While he acknowledges that footage helped the London investigations, he makes it clear: "I don't necessarily think that tells us surveillance of public areas is an unfettered good thing."

He adds, "There are TV shows in England that show outtakes from surveillance cameras. There's something weird about that. There's something creepy about that. We fundamentally have to ask ourselves, are we an open society or not?"

The European Parliament addressed such a question, in the 1998 report "An Appraisal of Technologies of Political Control." Europe in general, and the United Kingdom in particular, makes heavy use of surveillance technology in public places, and the report warned against monitoring abuses that smack of totalitarian regimes.

In a section titled "Developments in Surveillance Technology," the report reads, "Much of this technology is used to track the activities of dissidents, human rights activists, journalists, student leaders, minorities, trade union leaders and political opponents."

The outlook stateside

But if abuses occur in the US, they'll occur under the auspices of a transparent system where citizens can hold authorities accountable, argues Robert Atkinson, vice president of the Progressive Policy Institute in Washington.

Mr.

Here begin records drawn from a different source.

PR #3637, opened 2024-03-10
Update Rails gem links in resources and tools page

peteryates:
These libraries were moved from DfE-Digital's GitHub org to x-govuk last year to allow better cross-department collaboration.


domoscargin (approved):
Thanks!

PR #3651, opened 2024-03-13
Remove date from prioritisation list

calvin-lau-sig7:
Removes date from prioritisation list, as it's currently outdated for summer 2023.

We're also not sure whether we'll undergo the same process to review the list next time, so we're removing the date until we've decided the process for next time.


domoscargin (approved):
Looks grand to me!

PR #3652, opened 2024-03-13
Change Equality example to avoid long hint text

calvin-lau-sig7:


src/patterns/equality-information/explainer-screen/index.njk
```diff
@@ -8,13 +8,13 @@ layout: layout-example-form.njk
 {% from "govuk/components/button/macro.njk" import govukButton %}
 
 {% set hintHtml %}
-  <p class="govuk-!-margin-top-0">These questions are optional. [Add a couple of sentences explaining why you’re asking the questions and what you’ll do with the information].</p>
-  <p>Your answers will not affect your application.</p>
+  <p class="govuk-!-margin-top-0">These questions are optional. Your answers will not affect your application.</p>
```
owenatgov, line 11: I wonder if this should also go into the body of the question and we just not have a hint?

owenatgov (approved):
Noice.

Made one minor suggestion but it's not critical so feel free to merge away if you don't think it's worthwhile.

src/patterns/equality-information/explainer-screen/index.njk
calvin-lau-sig7: I'm going to leave them here, as I'd rather keep this as close to current content as possible.

Also there's probably a good argument that it's relevant info that helps answer the question, so could be more likely to be read by users here.

Issue #1974, opened 2021-11-08
Make the email sign up CTA more visible


trang-erskine:
## What
Make the email sign up call to action more visible on the home page. 

Also look to also incorporate it in other places on the website as it’s possible users will always overlook this on the home page.

## Why
GA October analysis only 1% of traffic to the homepage clicks on the What's new section. It's likely that users are overlooking the signup button as it's not obvious what it is for. 

## Who needs to work on this
Designer, Content designer, PA 

## Who needs to review this
Designer, content designer or dev. 

## Done when

- [ ] Decide what the new changes are
- [ ] We can measure improvements before and after changes (e.g A/B testing, compare to previous months, or UR) 
- [ ] We have made the changes to the design
- [ ] We have a set time period to monitor changes

lewisdarlow-gds:
From the discussion on the 16th December
## What's in scope
- Set up a report to understand the traffic/link clicks @lewisdarlow-gds 
- Change the visual design of the link @lewisdarlow-gds set up a meeting with @hazalarpalikli
- Ship it and see what happens and track if this has improved people clicking
- Then have a blue sky thinking on if we had more time what would we do

## Whats out of scope
- Any changes that require us to double check legal implications

romaricpascal:
@lewisdarlow-gds To follow up on the idea from this morning that maybe we could offer a simplified form for signing up to the newsletter if you come from the "What's new" section, I had a look at Mailchimp. It provides us some [numbers of visits, clicks and subscriptions](https://mailchi.mp/707ce8dec373/get-updated-by-email-govuk-design-system). This means we could possibly compare the visits to sign-ups ratio with an alternate page where you'd only get to enter your email and receive news about new features (without having to [select among the 4 topics](https://mailchi.mp/707ce8dec373/get-updated-by-email-govuk-design-system)).

We don't have more detailed analytics (unique visits and conversion rates) as we don't have ["Track with Mailchimp"](https://mailchimp.com/help/use-track-mailchimp/) enabled. Suspect that'd require some review of privacy and likely a cookie banner of some sorts.

That being said, any change we'd make to the landing page would only be useful once we've improved people reaching the landing page by making the CTA more efficient, so maybe we can set out of scope "Updating the Mailchimp landing page"?

hazalarpalikli:
Ah! definitely explains why the homepage sign ups are looking a bit quiet @calvin-lau-sig7 

[...]

PR #3654, opened 2024-03-15
Remove redundant `govukButton` import from whats-new partial

owenatgov:
What it says on the tin.

From [skimming the history](https://github.com/alphagov/govuk-design-system/commits/main/views/partials/_whats-new.njk) I suspect this was added as part of the prototyping of the What's New section and we just forgot to scoop it out. We may want to reintroduce it as part of exploration into https://github.com/alphagov/govuk-design-system/issues/1974 but for now let's keep the partial nice and lean.


querkmachine (approved):
🧹

PR #3667, opened 2024-03-21
Add issue template for writing cycle briefs

christopherthomasdesign:
Adds a new template to the 'new issue' page in the Design System repo on Github.

It uses the format we've been using so far, but let me know if there are any tweaks that would make it clearer.

### DIFF
--- a/.github/ISSUE_TEMPLATE/cycle-brief.md
+++ b/.github/ISSUE_TEMPLATE/cycle-brief.md
@@ -1,0 +1,23 @@
+---
+name: "Cycle brief template"
+about: For internal use only – issue template for writing briefs at the beginning of each cycle
+title: ""
+labels: "epic"
+assignees: ""
+---
+
+## Brief
+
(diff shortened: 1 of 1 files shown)


kellylee-gds:
@christopherthomasdesign this looks good to me, happy with the content. I'm just going to ask @36degrees for a second review just because I'm not familiar with the issue template code and don't feel confident approving it

romaricpascal:
@kellylee-gds I had a quick look and I think it should work form a GitHub perspective. Looks like through the template, we should be able to automatically add the issue to a project as well, should epics (or even issues in general) be automatically added to our project board (in the 'backlog' column) or are we reserving the project log backlog to issues/epics actively being worked on (which probably implies cleaning up after each cycle).

kellylee-gds:
Thanks for taking a look Romaric! I think I'd like to reserve the project board just for issues we're working on otherwise it might get a bit confusing

kellylee-gds (approved):

romaricpascal:
@kellylee-gds I'll add an empty tasklist at the end of the template (as epics get broken down using tasklists) and merge 😊

PR #3687, opened 2024-03-25
Increase spacing of cards on community landing page

owenatgov:
What it says on the tin.

Also clears up the markup on the landing page by removing unnecessary grid html and html where we don't need it because it's handled by the markup.

## Visual changes

| Before | After |
| --- | --- |
| Community landing page grid cards before | Community landing page grid cards after |
| Community landing page large cards before | Community landing page large cards after |

## Notes
I had some trouble where our use of caller macros rub up badly against (what I assume is) marked's processing. It thinks that a caller macro's generated markup is part of the preceding element, in this case a markdown paragraph. It then tries to merge the elements, resulting in some unhinged generated markup.

Probably we shouldn't be using callers inside a markdown file and should find an alternative. Maybe just a set of partials where the markup for the grids live.


src/community/index.md
```diff
@@ -68,35 +68,42 @@ Here’s a few places to join the discussions that help shape the Design System.
...
-      src: "/community/images/dsday23-logo.svg",
-      alt: "Design System Day 2023 Logo.",
-      title: "Design System Day",
-      large: true
-    }) %}
-      <p>Every year, we host an online conference to collaborate and share knowledge about design systems with like-minded people, covering topics like accessibility, community and decision-making.</p>
-      <p>Design System Day 2023 took place on 10 and 11 October. <a href="/community/design-system-day-2023/session-information/">View videos, session information and speaker biographies from the event</a>.</p>
-    {% endcall %}
+{# This div is here because marked gets confused by caller macros and thinks
+that the markup generated by the macro is part of the preceding element #}
```
domoscargin, line 72: I spent so much time wrestling with this sort of stuff when I updated markdown here a coupla years ago 'cuz a lot of stuff was falling foul of the "Yeah, OK, I'll interpret this as an HTML block" [spec rules](https://github.github.com/gfm/#html-blocks).

domoscargin (approved):
Looks good!

Though the accessibility pedant in me wants to fix the jump from `<h1>` to `<h3>` on line 14 while we're in here.

owenatgov:
@domoscargin Good spot! Snuck it in.

PR #3734, opened 2024-04-11
Fix link to task list component from pattern

colinrotherham:
Fixing a little copy-paste typo I bumped into today

Keep up the good work you lovely lot


36degrees (approved):
Great catch, thanks @colinrotherham!

You know the drill – this just needs a second review from the team and then we can get this merged! 😄

querkmachine (approved):
🙌

PR #3737, opened 2024-04-12
Fix duplicate line in Start page pattern

calvin-lau-sig7:
Fixes a duplicate line in the Start page pattern, also strengthens the language a bit re: approval process.

### DIFF
--- a/src/patterns/start-using-a-service/index.md
+++ b/src/patterns/start-using-a-service/index.md
@@ -18,7 +18,7 @@ Use this pattern to help you prototype a start point for your service, so you ca
 
 Public-facing UK government services need to start on a GOV.UK content page. The GDS content team creates these start points using GOV.UK publishing apps, separate from GOV.UK Frontend.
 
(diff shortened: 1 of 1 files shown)


owenatgov (approved):

36degrees (approved):
Good catch!

calvin-lau-sig7:
Holding off on merging for tiny bit – double-checking with content folks to see if removing the "usually" is as uncontroversial as I think it is.

We'd originally put "usually" in to cover the possibility of services that do not have a mainstream path in, but the sentence has since changed to remove that possbility.

36degrees:
Makes sense. If it's difficult to get an answer I'd suggest removing that change and just fixing the duplication?

Can always follow up with another PR.

calvin-lau-sig7:
Going to merge on the logic that if an exception does not need agreement, that'd need to be agreed. Context is that content folks have asked the the language to be clearer / stronger on the point.

Issue #3757, opened 2024-04-23
Investigate optimisation of example assets


owenatgov:
## What
Investigate if we can optimise our css and js used in our example assets. Additionally assess if we can separate out full page examples into their own asset set or combine them with example assets.

## Why
An offshoot of https://github.com/alphagov/govuk-design-system/issues/3732

We discovered whilst working on the above issue that full page examples are also using the standard website assets, meaning that we're importing component assets that are only relevant to those examples. We think we can make performance gains by moving these out of the main website assets and potentially combining them with example assets.

Whilst we're here, it's worth seeing how much we can optimise examples. We presume that example need all js and scss but is that the case?

## Who needs to work on this
Developers

## Who needs to review this
Developers

## Done when

- [ ] We have investigated if moving full page examples out of the website asset set is beneficial
- [ ] We have investigated if we can optimise example assets
- [ ] We have made any changes

Issue #3732, opened 2024-04-10
Optimise the Design System website to only include the CSS and JS for components we're using


36degrees:
## What

Optimise the Design System website to only include the CSS and JS for components that we are using (excluding the examples, which collectively use everything)

## Why

The website is already _fast_ relative to the industry, although [that's not exactly a high bar](https://infrequently.org/2024/01/performance-inequality-gap-2024/). It'd be nice to see some improvement, but I think the main reasons for doing this are to help us understand:

- the impact of this change on web performance (we should be able to see the difference if any in SpeedCurve)
- where the pain points are when selectively importing components
- what things people might need to know, that should go in our docs

## Further detail

The examples in the Design System are in iframes which include:

- the CSS from GOV.UK Frontend directly
- `application-example.js`, which includes all of GOV.UK Frontend plus some extra JS to stop forms submitting

This means that there is no need for `application.css` and `application.js` to include all of GOV.UK Frontend – only the things that are used by the website itself.

## Who needs to work on this

Developers

## Who needs to review this

Developers

## Done when

- [x] `application.css` no longer includes the CSS for components that aren't used in the website
- [x] `application.js` no longer includes the JavaScript for components that aren't used in the website

owenatgov:
# Summary
## Performance gains
[Performance testing spreadsheet](https://docs.google.com/spreadsheets/d/1KbTd7CQtdr6O5BPQSvR5FZZnDgVe6mizRqLgAT_Pasc/edit#gid=0) (only accessible to design system team members)

Summary of results is positive. The website was already fairly fast but our metrics have all improved. In several cases we gain almost a whole second.

## Further findings
Our full page examples use `main.css` which means some sass is only imported for examples. We could explore separating these further. See https://github.com/alphagov/govuk-design-system/issues/3757.

Our js tree shaking isn't working how we'd expect it to when importing component js directly from `govuk-frontend`. See https://github.com/alphagov/govuk-frontend/issues/4957 and the write up in the description of https://github.com/alphagov/govuk-design-system/pull/3766.

PR #3759, opened 2024-04-23
Only use scss that the website is using

owenatgov:
## Change
Change `main.scss` to only import what the website is using so that we are serving less css to users. Part of https://github.com/alphagov/govuk-design-system/issues/3732.

## Notes
This change reduces the built `main.css` by approximately 22kb.

There are a few things in here that are only relevant to full page examples because we are using the same asset set for full page examples and the website. We can investigate this later via https://github.com/alphagov/govuk-design-system/issues/3757 but for now we think this is still a useful gain.

What the website uses was discovered via post-processing analysis using rehype. You can see what we did in https://github.com/alphagov/govuk-design-system/tree/optimise-website-imports

### DIFF
--- a/src/stylesheets/main.scss
+++ b/src/stylesheets/main.scss
@@ -1,6 +1,44 @@
 $govuk-new-typography-scale: true;
 
-@import "govuk/all";
+@import "govuk/settings/all";
+@import "govuk/helpers/all";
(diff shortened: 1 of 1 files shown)


romaricpascal (approved):
Neat! Let's keep an eye in case something slipped through that list 😊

Atkinson says that surveillance systems, like any tool - especially law-enforcement tools like guns - can be potentially abused. But he adds that in a cost-benefit analysis, they are a cheap, efficient way to keep tabs on public spaces, which is a police officer's duty anyway.

"Put it this way: If we had the money, we could put a cop in every station," he says. "How is that different from a video surveillance system?"

Some say it is. They argue that the cameras are too impersonal yet simultaneously too intrusive. But critics and proponents agree that the issue is not really a question of equipment. It's the policy associated with the technology.

There is "a very thorny issue on what your policies and procedures are going to be when it comes to monitoring," says Mr Riley of RAND. "If departments are smart, they're going to get out in front of this, because sooner or later they're behind it, and that's not a good place to be if you're making policy."